Sefiir se rio y volvió a entrar en su mundo, en Eluum.
Era cierto que los humanos se dejaban llevar por sus instintos y pasiones, pero Sefiir siempre había querido, al menos por un momento en su vida, tener un corazón humano y vivir intensamente como si cada día fuera el último.

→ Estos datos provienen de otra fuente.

Issue #626, opened 2023-09-04
Implement CH4 Challenge 2 - Address generation


afterburn:
Use the `ScriptingChallenge` component to implement chapter 4 challenge 2. For our lesson IDs we can use `CH4AD1` and `CH4AD2`.

[Link to Figma](https://www.figma.com/file/LqjK3Tpvd9KJ4buFArCJBQ/Saving-Satoshi?type=design&node-id=1535-19614&mode=design&t=bUUrHbu3heWV0c7c-0)

Is currently blocked by https://github.com/saving-satoshi/saving-satoshi/issues/624

sabakhilji:
Can I work on this issue?

benalleng:
ATM blocked by #701 due to need for saveData => getData

PR #678, opened 2023-10-10
Implement CH4 challenge 2-Address generation

sabakhilji:
#626

for testing. I made some changes in the address-1 file to implement logic in the Python terminal.

[This PR has not been implemented completely]


content/lessons/chapter-4/address-1.tsx
```diff
@@ -46,30 +46,30 @@ const javascript = {
...
+# Get the sha256 digest of the compressed public key.
+# Then get the ripemd160 digest of that sha256 hash
+# Return 20-byte array
 # Type your code here
 `,
   validate: async (answer) => {
-    if (!answer.startsWith('00000')) {
-      return [false, 'Hash must start with 5 zeroes.']
+   
+    if (len(answer)!==20) {
```
benalleng, line 60: this should be `if (answer.length !== 20) {` remember even though this is checking the result of python code we are still using JS! Also if you are failing to compile remember that you can always run `yarn build` or `yarn lint` to check code quality

benalleng (changes requested):

content/lessons/chapter-4/address-1.tsx
sabakhilji: Thanks @benalleng it worked!!

benalleng (changes requested):
Coming along, a small length issue that might be stopping you

benalleng (approved):
TACK! LGTM

we will need to create a new PR to allow for code from @0tuedon 's challenge but I am happy with this ATM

Probablemente los humanos eran los únicos seres en la tierra que vivían la vida como debía ser, que sentían como se debía sentir: cada soplo del viento, cada nota musical, cada caricia en su piel como si fuera la última, pues así era: ellos eran los únicos conscientes de la fugacidad de la vida mortal.